Rodriguez v. Killerlane

Order, Supreme Court, Bronx County (Nelson S. Roman, J.), entered on or about March 9, 2007, which, in an action for legal *421malpractice, insofar as appealed from as limited by the briefs, denied defendant’s motion for summary judgment dismissing the complaint, and granted plaintiffs cross motion for summary judgment on the issue of liability, unanimously modified, on the law, to deny plaintiffs cross motion, and otherwise affirmed, without costs.

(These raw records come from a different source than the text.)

PR #72, opened 2021-03-23
Return fewer and more specific errors / API Changes

Sushisource:
## Description, Motivation and Context

What was changed:
Errors simplified and better segregated for more obvious handling. Unified polling and completion APIs

Motivation & Context:
Simpler usage from lang side.

Closes issue: 

## Checklist:

- [x] My code follows the code style of this project.
- [x] My change requires a change to the documentation.
- [x] I have updated the documentation accordingly.

### DIFF
--- a/protos/local/core_interface.proto
+++ b/protos/local/core_interface.proto
@@ -16,18 +16,15 @@ import "google/protobuf/timestamp.proto";
 import "google/protobuf/duration.proto";
 import "google/protobuf/empty.proto";
 
-// A request as given to [crate::Core::poll_task]
+// A request as given to [crate::Core::poll_task]. Either `workflows`, `activities`, or both must be
+// set to true. To set neither will result in an error.
 message PollTaskReq {
-    // What type of task to poll for
-    enum TaskType {
-        // Poll for workflows
-        WORKFLOWS = 0;
-        // Poll for activities
-        ACTIVITIES = 1;
-    }
-
-    // A list of task types to poll for
-    repeated TaskType types = 1;
+    // Should poll_task be allowed to return workflow tasks?
+    bool workflows = 1;
+    // Should poll_task be allowed to return activity tasks?
+    bool activities = 2;
+    // What task queue are we polling on?
+    string task_queue = 3;
 }
 
 // An instruction to perform work from core->lang sdk
--- a/protos/local/core_interface.proto
+++ b/protos/local/core_interface.proto
@@ -16,42 +16,6 @@ import "google/protobuf/timestamp.proto";
 import "google/protobuf/duration.proto";
 import "google/protobuf/empty.proto";
 
-// A request as given to [crate::Core::poll_task]. Either `workflows`, `activities`, or both must be
-// set to true. To set neither will result in an error.
-message PollTaskReq {
-    // Should poll_task be allowed to return workflow tasks?
-    bool workflows = 1;
-    // Should poll_task be allowed to return activity tasks?
-    bool activities = 2;
-    // What task queue are we polling on?
-    string task_queue = 3;
-}
-
-// An instruction to perform work from core->lang sdk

It appears that defendant allowed a year to pass without moving for a default judgment against the defendants in the underlying action, out-of-possession owners of premises leased to plaintiffs employer and in which plaintiff slipped and fell, and that as a result the underlying action was dismissed as abandoned pursuant to CPLR 3215 (c). Defendant concedes that his failure to move for a default judgment was negligent, but argues that there was no resulting harm to plaintiff because the underlying action was not viable. The motion court correctly rejected this argument on the ground that it assumes, on the basis of no evidence other than the owners’ out-of-possession status, that the owners had no duty to remedy the alleged hazard, old and rusty pipes that froze and cracked due to a lack of heat (see Guzman v Haven Plaza Hous. Dev. Fund Co., 69 NY2d 559, 566-567 [1987]; cf. e.g. Pop Cowboy v 175 W. 73rd St. Realty Corp., 292 AD2d 300 [2002], lv denied 98 NY2d 609 [2002]; Lantigua v 700 W. 178th St. Assoc., LLC, 27 AD3d 266, 267 [2006]). However, with respect to plaintiffs cross motion for summary judgment, the motion court incorrectly held that defendant’s liability for malpractice was established, as a matter of law, by his negligence in failing to timely move for a default judgment and the resulting dismissal of the underlying action. This holding ignored the possibility that the owners might have successfully opposed a motion for a default judgment had one been made, or successfully vacated a default judgment had one been entered. [T]he effect of [defendant’s] oversight [to move for entry of a default judgment within one year of the default] was, as best, ethereal—that which impressed Judge Cardozo as merely ‘negligence in the air’—and cannot overcome the lack of merit in the underlying action. . . . [T]he ‘but for’ rule . . . continues to control [in this CPLR 3215 (c) context] .... Any evaluation of the potential stability of a default judgment, had one been entered herein, would require impermissible speculation” (Tonel v Kreitzer & Vogelman, 293 AD2d 420, 421 [2002] [citations omitted]). The only proof of the owners’ liability presented by plaintiff was defendant’s initial assessment of the merits and value of plaintiffs case against the owners, expressions of optimism that are insufficient to establish the merits of the underlying action. Concur—Tom, J.P., Mazzarelli, Friedman, Sullivan and Nardelli, JJ.